━━━━━ Data for processing ━━━━━

PR #748, opened 2023-06-27
Add batch worker provisioning capability to the Operator

### LINKED ISSUE #733: Add batched worker provisioning to Dask Cluster spawning on Kubernetes
In Spark on Kubernetes, there is an option to set a batch size for the number of workers that are spun up simultaneously within a larger job. An example of this would be with 100 workers and batch size of 10, the distributed scheduler will spin up 10 gangs of 10 workers each sequentially to lessen load on the kubernetes scheduler as it provisions each gang. There is also an option to set a time delay, so instead of waiting for each batch to complete, instead it waits for n seconds to make the next request. 

It would be nice if Dask could implement similar functionality for batched worker provisioning. We find that in our use case, we start to have problems with the IAM provider in AWS above 40 simultaneous worker requests, and especially in large clusters of 100 or more. We have worked around it by adding sleeps or exponential backoffs to the container images in use, but if it could be adjusted at the cluster level, it would smooth out large cluster provisioning without needing kludges. 

Thanks - DH

Matt711:
Closes #733. This PR adds provides the ability for the operator deploy workers in batches of a given `size` with a cooldown `delay` between deployments.

### DIFF
--- a/dask_kubernetes/operator/controller/controller.py
+++ b/dask_kubernetes/operator/controller/controller.py
@@ -635,7 +635,7 @@ async def daskworkergroup_replica_update(
 
             SIZE = dask.config.get("kubernetes.controller.worker-allocation.batch-size")
             DELAY = dask.config.get("kubernetes.controller.worker-allocation.delay")
-            batch_size = min(workers_needed, SIZE)
+            batch_size = min(workers_needed, SIZE) if SIZE else workers_needed
             if workers_needed > 0:
                 for _ in range(batch_size):
                     data = build_worker_deployment_spec(
--- a/dask_kubernetes/operator/controller/controller.py
+++ b/dask_kubernetes/operator/controller/controller.py
@@ -3,7 +3,6 @@ from collections import defaultdict
 import time
 from contextlib import suppress
 from datetime import datetime
-import os
 from uuid import uuid4
 
 import aiohttp
@@ -22,6 +21,7 @@ from dask_kubernetes.common.auth import ClusterAuth
 from dask_kubernetes.common.networking import get_scheduler_address
 from distributed.core import rpc, clean_exception
 from distributed.protocol.pickle import dumps
+import dask.config
 
 _ANNOTATION_NAMESPACES_TO_IGNORE = (
     "kopf.zalando.org",
@@ -261,9 +261,6 @@ async def startup(settings: kopf.OperatorSettings, **kwargs):
     # The default timeout is 300s which is usually to long
     # https://kopf.readthedocs.io/en/latest/configuration/#networking-timeouts
     settings.networking.request_timeout = 10
-    global SIZE, DELAY
-    SIZE = int(os.getenv("WORKER_BATCH_SIZE"))
-    DELAY = int(os.getenv("WORKER_DELAY")[:-1])
 
 
 # There may be useful things for us to expose via the liveness probe
@@ -627,8 +624,6 @@ async def daskworkergroup_replica_update(
             )
             desired_workers = new
             workers_needed = desired_workers - current_workers
-            deployment_groups = workers_needed // SIZE
-            excess_workers = workers_needed % SIZE
             labels = _get_labels(meta)
             annotations = _get_annotations(meta)
             worker_spec = spec["worker"]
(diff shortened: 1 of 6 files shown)


dask_kubernetes/operator/controller/controller.py
```diff
@@ -260,6 +261,9 @@ async def startup(settings: kopf.OperatorSettings, **kwargs):
     # The default timeout is 300s which is usually to long
     # https://kopf.readthedocs.io/en/latest/configuration/#networking-timeouts
     settings.networking.request_timeout = 10
+    global SIZE, DELAY
+    SIZE = int(os.getenv("WORKER_BATCH_SIZE"))
+    DELAY = int(os.getenv("WORKER_DELAY")[:-1])
```
jacobtomlinson, line 266: It would be nice if we could use the Dask config system instead as that supports environment variables.

dask_kubernetes/operator/controller/controller.py
```diff
@@ -632,24 +638,65 @@ async def daskworkergroup_replica_update(
...
+                            )
+                            kopf.adopt(data, owner=body)
+                            kopf.label(data, labels=cluster_labels)
+                            await kubernetes.client.AppsV1Api(
+                                api_client
+                            ).create_namespaced_deployment(
+                                namespace=namespace,
+                                body=data,
+                            )
+                        await asyncio.sleep(DELAY)
```
jacobtomlinson, line 661: Instead of having this concept of deployment groups and batching things like this, we could do 

```python
for _ in range(min(workers_needed, SIZE)):
``` 

and then if we don't have enough workers we could 

```python
if workers_needed > SIZE:
    raise kopf.TemporaryError(
        "Add maximum number of workers for this batch but still need to create more workers, " 
        f"waiting for {DELAY} seconds before continuing.", 
        delay=DELAY)
```

This will cause `kopf` to stop executing `daskworkergroup_replica_update`, wait for the delay period and then call it again.

https://kopf.readthedocs.io/en/stable/errors/#temporary-errors

I think this would simplify things a lot here. We just let `kopf` keep calling `daskworkergroup_replica_update` until we have all the workers we requested. It also means if the autoscaler reduces the number of workers in the meantime we will stop scaling up.

dask_kubernetes/operator/deployment/helm/dask-kubernetes-operator/values.yaml
```diff
@@ -85,3 +85,7 @@ metrics:
         - dask.org/cluster-name
         - dask.org/workergroup-name
       metricRelabelings: [] # MetricRelabelConfigs to apply to samples before ingestion.
+
+workerAllocationSettings:
+  size: "5"
+  delay: 1s
```
jacobtomlinson, line 91: Can we default these to `nil` so that we don't batch by default? And add a comment to the end of the line explaining how to use each option.

jacobtomlinson (commented):
This looks like a great start. I have a few thoughts about the design.

If you added a `controller` section to [kubernetes.yaml](https://github.com/dask/dask-kubernetes/blob/main/dask_kubernetes/kubernetes.yaml) we could use the Dask config system instead of using global constants.

```yaml
kubernetes:
  ...
  controller:
    worker-allocation:
      batch-size: null
      delay: null
```

Then you can use the environment variables `DASK_KUBERNETES__CONTROLLER__WORKER_ALLOCATION__BATCH_SIZE` and `DASK_KUBERNETES__CONTROLLER__WORKER_ALLOCATION__DELAY` in the chart to set them and you can access the values in Python.

```python
import dask.config

...

dask.config.get("kubernetes.controller.worker-allocation.batch-size")
dask.config.get("kubernetes.controller.worker-allocation.delay")
```

(You might find [this utility](https://docs.dask.org/en/latest/configuration.html#conversion-utility) useful for converting between the different formats.)

I'm also keen to let `kopf` help us as much as possible. When batching we effectively want to call the scale workers handler but only scale up by the max batch size, then we want to wait for some period of time and then call the scale workers handler again until we have eventually scaled to our desired number. There is a way to do this by raising exceptions in `kopf`, see my comment below for more information.

dask_kubernetes/operator/controller/controller.py
```diff
@@ -631,8 +632,12 @@ async def daskworkergroup_replica_update(
                     annotations.update(**worker_spec["metadata"]["annotations"])
                 if "labels" in worker_spec["metadata"]:
                     labels.update(**worker_spec["metadata"]["labels"])
+
+            SIZE = dask.config.get("kubernetes.controller.worker-allocation.batch-size")
+            DELAY = dask.config.get("kubernetes.controller.worker-allocation.delay")
+            batch_size = min(workers_needed, SIZE)
```
jacobtomlinson, line 638: This will raise an exception if `SIZE` is `None` (the default)
```suggestion
            batch_size = min(workers_needed, SIZE) if SIZE else workers_needed
```

dask_kubernetes/operator/deployment/helm/dask-kubernetes-operator/values.yaml
```diff
@@ -85,3 +85,7 @@ metrics:
         - dask.org/cluster-name
         - dask.org/workergroup-name
       metricRelabelings: [] # MetricRelabelConfigs to apply to samples before ingestion.
+
+workerAllocationSettings:
```
jacobtomlinson, line 89: Maybe we just call this `workerAllocation` to be in line with `kubernetes.controller.worker-allocation` in the Dask config?

jacobtomlinson (commented):
Thanks for making these changes so quickly. I've added a couple of nits but otherwise this looks good.

The CI is still failing to I would suggest you start the controller locally in a terminal and manually create a cluster and watch the log output from the controller to see what is happening.

jacobtomlinson (approved):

━━━━━

--- Instructions to follow ---
With the line holding "(diff shortened: 1 of 6 files shown)" as the first and the line holding "jacobtomlinson, line 266: It" as the last, set down that range of the entries above exactly, and nothing else.

--- Finished exercise ---
(diff shortened: 1 of 6 files shown)


dask_kubernetes/operator/controller/controller.py
```diff
@@ -260,6 +261,9 @@ async def startup(settings: kopf.OperatorSettings, **kwargs):
     # The default timeout is 300s which is usually to long
     # https://kopf.readthedocs.io/en/latest/configuration/#networking-timeouts
     settings.networking.request_timeout = 10
+    global SIZE, DELAY
+    SIZE = int(os.getenv("WORKER_BATCH_SIZE"))
+    DELAY = int(os.getenv("WORKER_DELAY")[:-1])
```
jacobtomlinson, line 266: It would be nice if we could use the Dask config system instead as that supports environment variables.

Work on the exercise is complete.